Night pressed against Rhodes Hill Chronic Care Center like damp velvet where inside, the facility breathed of institutional life. Hospitals always pretended to hide decay, but decay remained the truest form of honesty biology had to offer. Nobody appreciated that more than Dr. Gideon.
His office light buzzed overhead while the monitor on his auburn desk bathed the room in pale clinical blue. Victor leaned forward in his chair with the heavy posture of a man built for endurance rather than elegance, his massive frame hunched over the keyboard as if the desk had been constructed several inches too small for him.
His fingers hovered over the keyboard, thick and calloused, the skin across the knuckles dry enough that faint scaling showed where the light struck. Small flakes of shed skin rested on the black surface of the desk like gray dust. Victor brushed them aside with idle disinterest while the cybernetic goggles fixed to his face emitted a quiet mechanical whir, their lenses adjusting focus as lines of data scrolled across the screen. Blood panels and neural scans with long-term viral residue reports.

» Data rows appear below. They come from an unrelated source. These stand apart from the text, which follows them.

PR #284, opened 2021-06-24
Fix the translation progress action

loremattei:
In https://github.com/wordpress-mobile/release-toolkit/pull/263 we introduced a new action which checks the state of the translations on GlotPress.
Since there's no API on GlotPress to get this information, the action extracts the important data from the GlotPress project page. 

While the information about the percentage of translated strings is available in that page, it's a bit difficult to parse because of the layout of the page itself. Extracting the number of `Translated`, `Fuzzy`, `Untranslated` and `Waiting` strings is far easier and the first implementation of the lane used those value to calculate the percentage of the translated strings. 

This is generally acceptable, but it turned out there are edge cases where it may result in pessimistic estimations. 
In particular, it's possible that a string has a current, valid translation, but it also has a pending proposal for a different one. In this case, the number of `Waiting` strings can be higher than 0 even when all the strings are translated, which causes a slightly wrong evaluation of the progress percentage. 
This is especially annoying in the projects where we require translations at 100%, because a single `Waiting` string can lower this number under the threshold. 

This PR updates the action to use a different approach and parse the percentage directly from the HTML page. This requires a regex which analyses text on three or four lines (depending on the case), so it's a bit more complex. A detailed explanation of the new regex is in the code. 

### To test
- Verify CI is green.
- Test on a live GlotPress repository (e.g. https://translate.wordpress.org/projects/apps/android/dev/).

### DIFF
--- a/CHANGELOG.md
+++ b/CHANGELOG.md
@@ -14,7 +14,7 @@ _None_
 
 ### Bug Fixes
 
-_None_
+* Fixed an issue in `check_translation_progress` where a wrong evaluation of the progress is possible when there are Waiting string in Glotpress.
 
 ### Internal Changes
 
--- a/CHANGELOG.md
+++ b/CHANGELOG.md
@@ -14,7 +14,7 @@ _None_
 
 ### Bug Fixes
 
-* Fixed an issue in `check_translation_progress` where a wrong evaluation of the progress is possible when there are Waiting string in Glotpress.
+* Fixed an issue in `check_translation_progress` where a wrong evaluation of the progress is possible when there are Waiting string in GlotPress.
 
 ### Internal Changes
 
--- a/lib/fastlane/plugin/wpmreleasetoolkit/helper/glotpress_helper.rb
+++ b/lib/fastlane/plugin/wpmreleasetoolkit/helper/glotpress_helper.rb
@@ -26,7 +26,7 @@ module Fastlane
       # @return [Integer] The percentage of the translated strings.
       #
       def self.get_translation_status(data:, language_code:)
-        # The status is parsed from Glotpress project page.
+        # The status is parsed from the GlotPress project page.
         # The row can be identified by the language code and the progress is in the column identified by the class "stats percent".
         # When the progress is above 90%, a special badge is added.
         # Because of the way the HTML is organized, this regex matches content spawned on three or four lines
--- a/lib/fastlane/plugin/wpmreleasetoolkit/helper/glotpress_helper.rb
+++ b/lib/fastlane/plugin/wpmreleasetoolkit/helper/glotpress_helper.rb
@@ -26,7 +26,7 @@ module Fastlane
       # @return [Integer] The percentage of the translated strings.
       #
       def self.get_translation_status(data:, language_code:)
-        regex = "<strong><a href=\".*\\/#{language_code}\\/default\\/\">.*<\\/strong>\\n.*<span.*>([0-9]+)%<\\/span>"
+        regex = "$\\s*<strong><a href=\".*\\/#{language_code}\\/default\\/\">.*<\\/strong>\\n.*\\n*.*\\n*.*<td class=\"stats percent\">([0-9]+)%<\/td>$"
 
         # 1. Grep the line with contains the required info.
         # 2. Match the info and extract the value in group 1.
--- a/lib/fastlane/plugin/wpmreleasetoolkit/helper/glotpress_helper.rb
+++ b/lib/fastlane/plugin/wpmreleasetoolkit/helper/glotpress_helper.rb
@@ -26,12 +26,13 @@ module Fastlane
       # @return [Integer] The percentage of the translated strings.
       #
       def self.get_translation_status(data:, language_code:)
-        current = extract_value_from_translation_info_data(data: data, language_code: language_code, status: 'current')
-        fuzzy = extract_value_from_translation_info_data(data: data, language_code: language_code, status: 'fuzzy')
-        untranslated = extract_value_from_translation_info_data(data: data, language_code: language_code, status: 'untranslated')
-        waiting = extract_value_from_translation_info_data(data: data, language_code: language_code, status: 'waiting')
+        regex = "<strong><a href=\".*\/#{language_code}\/default\/\">.*<\/strong>\n<span.*>([0-9]+)%<\/span>"
 
-        (current * 100 / (current + fuzzy + untranslated + waiting)).round
+        # 1. Grep the line with contains the required info.
+        # 2. Match the info and extract the value in group 1.
+        # 3. Convert to integer.
+        puts data
+        data.grep(/#{regex}/)[0].match(/#{regex}/)[1].to_i
       end
 
       # Extract the number of strings which are in the given status.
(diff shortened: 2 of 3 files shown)


lib/fastlane/plugin/wpmreleasetoolkit/helper/glotpress_helper.rb
```diff
@@ -26,12 +26,35 @@ def self.get_translation_status_data(glotpress_url:)
...
+        #       \d\d\d?%    : 2 or 3 digits and the percentage char
+        #       <\/span>\n  : Special badge closure and new line
+        # )?          : end of the "morethan90" special badge section. Expect this zero or one times.
+        # \s*<\/td>\n : column closure tag. Any space before of it are ok. Expect new line after it.
+        # \s*         : any space
+        # <td class="stats percent"> : This is the tag which can be used to extract the progress
+        # ([0-9]+)    : progress is the first group
+        # %<\/td>     : tag closure
+        regex = "^\\s*<strong><a href=\".*\\/#{language_code}\\/default\\/\">.*<\\/strong>\\n"
+        regex += '(?:\s*<span class="bubble morethan90">\d\d\d?%<\/span>\n)?\s*<\/td>\n\s*<td class="stats percent">([0-9]+)%<\/td>$'
```
AliSoftware, line 52: Seeing that `morethan90` CSS class here, I'm assuming/guessing it might only be set to that `span` if the percentage is indeed >90 for that `tr` row? Which could mean that this regex could fail to catch cases where the stats percent <90 for which that CSS class is not included in the HTML?

AliSoftware (commented):
> This is generally acceptable, but it turned out there are edge cases where it may result in pessimistic estimations.
In particular, it's possible that a string has a current, valid translation, but it also has a pending proposal for a different one. In this case, the number of Waiting strings can be higher than 0 even when all the strings are translated, which causes a slightly wrong evaluation of the progress percentage.

Daniel suggested recently (p1624537244164400/1624533980.163600-slack-C02AED43D) to monitor the "Untranslated" count instead of "Translated" %, ie we'd consider the translations ready not when Translated = 100% and Waiting = 0 (which is subject to the edge case you explain here), but instead when Untranslated = 0.
Do you think his suggestion could be a better approach to try here?

lib/fastlane/plugin/wpmreleasetoolkit/helper/glotpress_helper.rb
```diff
@@ -26,12 +26,35 @@ def self.get_translation_status_data(glotpress_url:)
...
+        #       \s*         : any space
+        #       <span class="bubble morethan90"> : Start of the special badge
+        #       \d\d\d?%    : 2 or 3 digits and the percentage char
+        #       <\/span>\n  : Special badge closure and new line
+        # )?          : end of the "morethan90" special badge section. Expect this zero or one times.
+        # \s*<\/td>\n : column closure tag. Any space before of it are ok. Expect new line after it.
+        # \s*         : any space
+        # <td class="stats percent"> : This is the tag which can be used to extract the progress
+        # ([0-9]+)    : progress is the first group
+        # %<\/td>     : tag closure
```
AliSoftware, line 50: ❤️ 💯  for explaining the regex step by step in comments 🤗

loremattei:
> Daniel suggested recently (p1624537244164400/1624533980.163600-slack-C02AED43D) to monitor the "Untranslated" count instead of "Translated" %, ie we'd consider the translations ready not when Translated = 100% and Waiting = 0 (which is subject to the edge case you explain here), but instead when Untranslated = 0.
Do you think his suggestion could be a better approach to try here?

Hmm... This is totally doable, but I'm not sure it's going to work. IIRC; we don't download the current translation for fuzzied strings 🤔 But we often get fuzzied strings, like when we do small changes. Also, sometimes untranslated doesn't seem to tell the whole story, for example here (hoping that this doesn't change before you can look at it): https://translate.wordpress.org/projects/apps/android/dev/he/default/. There are 2849 total strings, but only 2 untranslated, the other 3 are fuzzy. 

Anyway, I'm not removing the parser for categories in this PR, so we could also run both of them and compare to learn more in the future.

lib/fastlane/plugin/wpmreleasetoolkit/helper/glotpress_helper.rb
loremattei: Yeah! Initially I thought the same and implemented a slighter simpler regex thinking that I could always get the value in that span, but it's not the case. When the percentage is lower than 90, all the span is missing. You can check the relevant GlotPress code here:
https://github.com/GlotPress/GlotPress-WP/blob/0c395a7a8f37ab3b5ebafd2b239c74392e5177f9/gp-templates/project.php#L100

CHANGELOG.md
```diff
@@ -14,7 +14,7 @@ _None_
 
 ### Bug Fixes
 
-_None_
+* Fixed an issue in `check_translation_progress` where a wrong evaluation of the progress is possible when there are Waiting string in Glotpress.
```
mokagio: Nitpick:

```suggestion
* Fixed an issue in `check_translation_progress` where a wrong evaluation of the progress is possible when there are Waiting string in GlotPress.
```

lib/fastlane/plugin/wpmreleasetoolkit/helper/glotpress_helper.rb
```diff
@@ -26,12 +26,35 @@ def self.get_translation_status_data(glotpress_url:)
       # @return [Integer] The percentage of the translated strings.
       #
       def self.get_translation_status(data:, language_code:)
-        current = extract_value_from_translation_info_data(data: data, language_code: language_code, status: 'current')
-        fuzzy = extract_value_from_translation_info_data(data: data, language_code: language_code, status: 'fuzzy')
-        untranslated = extract_value_from_translation_info_data(data: data, language_code: language_code, status: 'untranslated')
-        waiting = extract_value_from_translation_info_data(data: data, language_code: language_code, status: 'waiting')
+        # The status is parsed from Glotpress project page.
```
mokagio: Nitpick:

```suggestion
        # The status is parsed from the GlotPress project page.
```

lib/fastlane/plugin/wpmreleasetoolkit/helper/glotpress_helper.rb
mokagio: Alos ❤️ 💯 for 🤯 regex-ing in this PR!

mokagio:
@loremattei: If I read your the previous comment correctly, the concern with monitoring only the "Untranslated" count is that we might get the wrong picture because when don't download translations for "Fuzzy" strings.

So, if I'm getting this right, in a case like the one in the screenshot below for the Korean translation, monitoring "Untranslated" would result in 100% progress because there are 0 untranslated strings, but we wouldn't be downloading _all_ translations because of the 22 waiting and 23 fuzzy ones.

Screen Shot 2021-06-25 at 12 48 48 pm

mokagio (approved):
> Anyway, I'm not removing the parser for categories in this PR, so we could also run both of them and compare to learn more in the future.

If we wanted to really experiment with this, we could print the output of both evaluations and compare them.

Raccoon City Syndrome continued to fascinate him.
The condition lingered like a ghost from the catastrophe decades ago—survivors of the t-Virus outbreak carrying dormant traces of infection buried deep within their nervous systems. For most physicians the syndrome represented a tragic late-stage complication, for Victor it represented opportunity.
"Ohhh… there you are," he murmured quietly, his voice soft but threaded with a faint sibilant undercurrent that gave off mock-safety.